Upon analyzing The Goose Girl at Montfoucault, White Frost and The Rocks, we can see

that Camille Pissarro and Vincent van Gogh shared similar methods and techniques. Both

utilized distinctive, unblended brushstrokes, painted impasto, applying thick layers of paint onto

their works, and maintained the use of real-life subject matter while stressing the artificiality of

the image. However, the similarities end there as Post-Impressionist artists like van Gogh

differed in opinion with a number of Impressionist concepts. They rejected the Impressionists’

concern with capturing the impermanence and transience of particular moments: Pissarro’s

painting depicts a day in the fall season, with long shadows implying either mid-morning or mid-

afternoon, while van Gogh forgoes the use of light from the sun to pinpoint any time of day and

does not emphasize any specific season.
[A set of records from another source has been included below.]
PR #5051, opened 2023-11-09
wip()

alicewriteswrongs:

GitHub Issue Number: N/A

## What is the new behavior?

- 

- [ ] Yes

Additionally, although neither Impressionists nor Post-

Impressionists focused on the details of their subjects, rather their essence, the latter group

expanded on this idea and went so far as to alter/distort form for augmented expressive effect.

This fact is evident when comparing The Rocks to The Goose Girl at Montfoucault, White Frost,

where Pissarro’s painting remains more true to a realistic scene and van Gogh took more creative

liberties when recreating the scene that must have been before him as he painted. In conclusion,

these two paintings offer a general view of the technical and aesthetic changes that occurred

during the development of Post-Impressionism from the Impressionism movement, where artists

like Vincent van Gogh both adopted and rejected elements used by artists like Camille Pissarro.